The Environmental Law Foundation decided to file suit after The Center of Investigative Reporting revealed in May that agricultural districts were widely ignoring two water laws.
Water managers at the agricultural districts in question say they’re already using water efficiently and the drought is forcing them to be even more careful.
“We comply with the vast majority of what the law requires. We just haven’t filed some paperwork to document it,” said Robert Kunde, engineer-manager for the Wheeler Ridge-Maricopa Water Storage District in Bakersfield.
The district is investing its time and money in coping with the drought, he said. It provides water to more than 72,000 acres of farmland at the southern end of the San Joaquin Valley, where Kunde says water prices have tripled because of the drought. “If that’s not an economic driver for conserving water, there isn’t any one available.”

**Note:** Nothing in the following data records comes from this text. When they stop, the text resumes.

PR #2264, opened 2020-09-11
PP-7098 Add label to heading for Stripe Onboarding > VAT Numbe page > H1

iqbalgds:

### DIFF
--- a/app/views/stripe-setup/vat-number/index.njk
+++ b/app/views/stripe-setup/vat-number/index.njk
@@ -19,7 +19,7 @@
         errorList: errorList
       }) }}
     {% endif %}
-    <h1 class="govuk-heading-l govuk-!-margin-bottom-6">What is your organisation’s VAT number?</h1>
+    <label for="vat-number"><h1 class="govuk-heading-l govuk-!-margin-bottom-6">What is your organisation’s VAT number?</h1></label>
 
     <form id="vat-number-form" method="post"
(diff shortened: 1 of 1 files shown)


SandorArpa (approved):
LOKTM

app/views/stripe-setup/vat-number/index.njk
```diff
@@ -19,7 +19,7 @@
         errorList: errorList
       }) }}
     {% endif %}
-    <h1 class="govuk-heading-l govuk-!-margin-bottom-6">What is your organisation’s VAT number?</h1>
+    <label for="vat-number"><h1 class="govuk-heading-l govuk-!-margin-bottom-6">What is your organisation’s VAT number?</h1></label>
```
kbottla, line 22: not sure heading inside label will work well. This page suggests otherwise https://developer.mozilla.org/en-US/docs/Web/HTML/Element/label. We could style label as heading using https://design-system.service.gov.uk/get-started/labels-legends-headings/

iqbalgds: Good spot - as this what DAC told us to do.
Your link from MDN contradicts this:
https://developer.mozilla.org/en-US/docs/Web/HTML/Element/label#Accessibility_concerns
I think we need a H1 for the page.
So maybe need to add a new label just for the field.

Other districts simply decided not to bother.
While districts that have not turned in their water management plans have lost access to $472 million in state grants, there is little else the state can do to force them to comply. But under the law, a third party, like the Environmental Law Foundation, can sue districts that fail to do so.
Some districts say they’re already following the law while others say they’re getting there. Nine of the 22 districts targeted by the nonprofit have provided documentation to the group that they’re following the law and will not be sued.
Ted Trimble, general manager of the Western Canal Water District in Oroville, said his district is working on creating a regional plan with other water districts in the area.
Mark Mulkay, general manager of the Kern Delta Water District in Bakersfield, said his district has been measuring water deliveries and charging customers on that basis since the district was created in 1965. But he’s not sure whether the district’s water management planning meets the state requirements.
“We’ll respond,” he said. “I just don’t know how yet.”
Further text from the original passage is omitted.